So for everyone who believes that I have ridden off into the sunset with Charles – as I haven’t blogged for some time – I am here to give your the latest instalment in my dramatic personal life!
I continue to see Charles only a couple more times as he is off travelling away on business a fair bit and my own busy social life keeps me occupied. As much as I enjoy his company, I know that whilst I am spending time with him it is stopping me from getting out there and meeting Mr Right. So – yes very reluctantly I join one of those dreaded sites one dull Tuesday evening, with a large glass of Sauvignon and very low expectations. However by the following evening I have six potential dates lined up – so not too bad! I chat to all of them on the phone and the first ‘meeting’ is set for coffee on a Saturday morning.
We meet at one of my favourite places in town – small and cosy and not one of the big chains. As soon as I walk in and see Jonathan in the corner I smile – he is more attractive than his photographs and has a cheeky charm. We chat easily over coffee and he says after a while that he has taken the liberty of booking lunch somewhere – I am impressed by his forward thinking and optimism. And yes of course we go on to lunch. We met at 11am and he finally walks me home at 5.30. We are never short of conversation, get on extremely well and had I not already had plans for the Saturday evening (no not another date) we may have chatted for longer.
We meet again the following day for a walk and a coffee and my first impressions that he is a nice guy are confirmed. From then on we meet three or more times a week and all other potential dates are cancelled.
We do all the normal couple things – cinema, dinner, country walks, Sunday lunch and even go to Bath for the festive markets where we wistfully listen to carols holding hands and stroll around National trust parks decorated for Christmas with brass bands playing and chestnuts roasting on an open fire. At this time of year it is lovely to be with someone and we have my birthday and his birthday a week apart and go to swanky restaurants and exchange quirky gifts. We even double date with BFF and her new beau! We go to a brand new restaurant and the evening goes well and Jonathan and I go off dancing afterwards until 2am. He’s a good dancer! It’s fun!
So – where are we now? Well eight weeks later and as of 24 hours ago I am once again on my own!
Mr Perfect was far from perfect. It transpired he was an alcoholic – with bi-polar. And boy did that bring problems. He was taking mood stabilisers, but his mood swings were hard to cope with. And although he tries hard to stay off spirits, he would neck wine like it was fruit squash and I found my own intake going up and up. In fact we never seemed to meet up without alcohol being involved. When we went to Bath we had coffee on the train but he had two whiskies with his!

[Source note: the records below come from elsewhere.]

PR #199, opened 2016-05-14
Bulk delete

VagantemNumen:
Added bulk delete endpoint and bulk delete support.

### DIFF
--- a/restapi.go
+++ b/restapi.go
@@ -1111,7 +1111,7 @@ func (s *Session) ChannelMessageDelete(channelID, messageID string) (err error) 
 // If only one messageID is in the slice call channelMessageDelete funciton.
 // If the slice is empty do nothing.
 // channelID : The ID of the channel for the messages to delete.
-// messages  : The IDs of the messages to be deleted. A slice of string IDs.
+// messages  : The IDs of the messages to be deleted. A slice of string IDs. A maximum of 100 messages.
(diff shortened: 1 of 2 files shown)


restapi.go
```diff
@@ -1107,6 +1107,34 @@ func (s *Session) ChannelMessageDelete(channelID, messageID string) (err error)
...
+		return
+	}
+
+	if len(messages) == 1 {
+		err = s.ChannelMessageDelete(channelID, messages[0])
+		return
+	}
+
+	if len(messages) > 100 {
+		messages = messages[:100]
```
iopred: Perhaps you could call bulk delete multiple times for each group of 100 messages?

VagantemNumen:
This is why I did not do it like that,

One Sunday I went to his for lunch and he was doing quite well but I had to help finish off the cooking and soon after we had eaten he passed out – he had been drinking all morning. I cleared up and washed up and would have come straight home except I had drunk two glasses of wine myself. I stayed over but alarm bells were ringing and I knew I was finding it hard to hang in there. But he was always so charming and apologetic and kept going to see counsellors and AA meetings and it felt that giving up on him would be hard.
However we had another difficult evening on his birthday. After much alcohol was consumed, I voiced concerns that he was more attracted to a certain lifestyle – my cosy cottage with roaring fires and yummy food, rather than to me? Whilst we would stroll hand in hand and snuggle on the sofa – that was as physical as our relationship went. A bit strange although at first I was flattered that he didn’t try and jump my bones and thought how chivalrous and gentlemanly. But after a while it worries me and he said his medication affected him and I accepted this.

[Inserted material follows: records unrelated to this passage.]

PR #200, opened 2016-05-15
Rename GoDiscord to Discordgo in LICENSE.

IMcPwn:


IMcPwn:
The build failed because it was tested against Go 1.3 which websocket does not support. 

The change is valid but I'm not sure why this failed and not master.

bwmarrin:
That is odd, but could you commit this to the develop branch instead, pretty please :)

Also, use "DiscordGo" or "discordgo" those are the two accepted spelling options at the moment.  You're pick, whatever you like best :)

PR #201, opened 2016-05-16
Avatar Examples

VagantemNumen:
Examples demonstrating changing of avatar with local files and remote urls.


bwmarrin:
I think for the purpose of these examples we should remove the Message Create call back entirely so that the examples just focus on the require calls to change the avatar.  So also won't even need to open a websocket either.  Keep them very short and to the point so it's easier to understand for new users what's actually required.

Also, thanks a lot for the PR :) I really do appreciate the help.  If you don't mind could you try updating them to remove the websocket/handler stuff?

VagantemNumen:
Sure.

VagantemNumen:
Done.

bwmarrin:
Great.  One more thing, I was thinking it might be best to not include any images.  Keep the repo lighter but avoid any potential complains for using these trademarked images.  I think the example still shows the steps clear enough that users can provide their own image.

VagantemNumen:
Done.

bwmarrin:
Awesome :) Thanks a lot, it's a great addition.

VagantemNumen:
Glad to be of help. Well if you think of any other example that maybe useful I am more than happy to code them.

PR #203, opened 2016-05-18
Add guild_positions field to settings

jonas747:
probably gonna be the only one who uses this heh


bwmarrin:
Awesome, thanks @jonas747  :)

PR #211, opened 2016-05-30
Added GuildChannelsUpdate

jonas747:
It only updates the positions so should maybe be GuildChannelsReorder?

Also apparently does not return any data, even though the docs says so


bwmarrin:
Yeah lets go with GuildChannelsReorder if that's the only thing it does.  Might want to use GuildChannelsUpdate later for something covering a bigger scope.

Issue #219, opened 2016-06-24
Add support for pinned messages


bwmarrin:
https://github.com/hammerandchisel/discord-api-docs/issues/80
https://github.com/hammerandchisel/discord-api-docs/pull/81

PR #223, opened 2016-06-28
add support for pinning

RealCodingTeam:
#219


bwmarrin:
Hey, thanks a lot of the PR :) Looks great. 

One question, when you call these endpoints does Discord return anything?  Often it will return the  object that was modified.  If that's the case here I'd like to return that as well from these functions back to the caller.

RealCodingTeam:
Calling them returns an empty 204 response and judging by how similar returns were handled, I handled them the same.

bwmarrin:
k, just checking :)   Looks great - again thanks a lot, I really appreciate the help. :+1:

PR #226, opened 2016-07-04
Added ChannelEditTopic

albru123:
So it's simply a copied ChannelEdit function with different field (topic) being set. I tested it and it's apparently working. Change the method name by your taste.


LEGOlord208:
Why is this closed?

Last weekend was perfect – well, we had a great time until later in the evening which was, yet again, fuelled by much alcohol. He came to sit next to me on the sofa with his phone in his hand. Nothing strange there but when I caught sight of what was on there I challenged him: “Is that a picture of a penis on your phone?” “Err oops yes it is!” “And is it your penis?” “Err oops yes it is!” I was confused and disappointed but not long afterwards he passed out (again). This was becoming quite common despite his claims that everything was under control. I then did something quite out of character and something I am not happy about. While he was prone on the sofa, I picked up his mobile and checked through his emails. God I felt bad but not nearly as bad as when I opened them – mostly from men and all of a sexual nature. Some had attached photos and it was all fairly explicit. I was just stunned! Once again I was unable to drive myself home as I had several large G&T’s – in fact I think I had two large G&T’s after reading everything! I took myself off to bed leaving him lying on the sofa and as soon as I woke, I packed and left.
Needless to say he has phoned me constantly and sent me about 50 texts, but I have just ignored everything. And so here we are – festivities upon us and I’m alone again – naturally!